Deep Learning-Based Analysis, Selection, and Detection of Soybean Seeds: A Comprehensive Review
摘要
This comprehensive review explores the transformative impact of deep learning technologies on the analysis, selection, and detection of soybean seeds. By leveraging state-of-the-art deep learning architectures, such as convolutional neural networks (CNNs) and generative adversarial networks (GANs), this article highlights advancements in seed grade assessment, viability detection, and yield prediction. The review emphasizes the integration of real and historical agricultural data to enhance model accuracy and performance. Key parameters such as seed health, soil conditions, and weather patterns are discussed, alongside challenges in data availability, computational resource requirements, and model generalization. The study focuses on the specific context of soybean farming in Maharashtra, aiming to provide actionable insights for farmers and stakeholders.
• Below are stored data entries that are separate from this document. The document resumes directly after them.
PR #4919, opened 2026-07-12
fix(evm): drop reserved-topic logs with unexpected topic count

guo:
After #4868 the reserved in-contract-transfer topic only appears on contract-emitted logs, which are already dropped from the receipt (never appended to `stateDB.logs`, so `receipt.Logs` and the receipt root are unaffected).

A malformed one (topic count != 3) was still special-cased separately. This drops it uniformly with the rest so the reserved-topic handling is consistent.

Gated on the next upgrade (`ToBeEnabled`) so block replay stays byte-identical before activation. Adds the post-upgrade regression test alongside the existing pre-upgrade invariant.

### DIFF
--- a/action/protocol/execution/evm/evmstatedbadapter.go
+++ b/action/protocol/execution/evm/evmstatedbadapter.go
@@ -91,6 +91,7 @@ type (
 		panicUnrecoverableError    bool
 		enableCancun               bool
 		fixRevertSnapshot          bool
+		fixInContractTransferTopic bool
 		// ignoreBalanceChangeTouchAccount indicates whether to ignore balance change touch account
 		ignoreBalanceChangeTouchAccount bool
 		// skipWriteCleanContract indicates whether to skip writing back read-only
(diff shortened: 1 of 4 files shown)


action/protocol/execution/evm/evmstatedbadapter.go
```diff
@@ -941,9 +951,10 @@ func (stateDB *StateDBAdapter) AddLog(evmLog *types.Log) {
 		// log. It is dropped here, exactly as before it was never appended to
 		// stateDB.logs, so receipt.Logs (and thus the receipt root) is unchanged.
 		//
-		// NOTE: the historical len(topics) != 3 panic is preserved to keep behavior
-		// identical for malformed inputs; hardening that DoS is a separate change.
-		if len(topics) != 3 {
+		// A malformed one (topic count != 3) used to be special-cased; it is now
+		// dropped uniformly with the rest. The legacy special case is kept verbatim
+		// before the upgrade so block replay stays byte-identical, and removed after.
+		if !stateDB.fixInContractTransferTopic && len(topics) != 3 {
```
envestcc: After the hardfork, we can add it to stateDB.logs as a regular log.

envestcc (approved):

Finally, the paper identifies future research directions, emphasizing the need for user-friendly and cost-effective AI solutions for small-scale farmers. The review highlights the integration of CNNs, GANs, and Recurrent Neural Network (RNN) for soybean seed classification, emphasizing their application in creating robust, annotated datasets and handling real-world challenges like data variability and scarcity. It bridges agricultural needs with AI-driven solutions, offering insights for precision farming.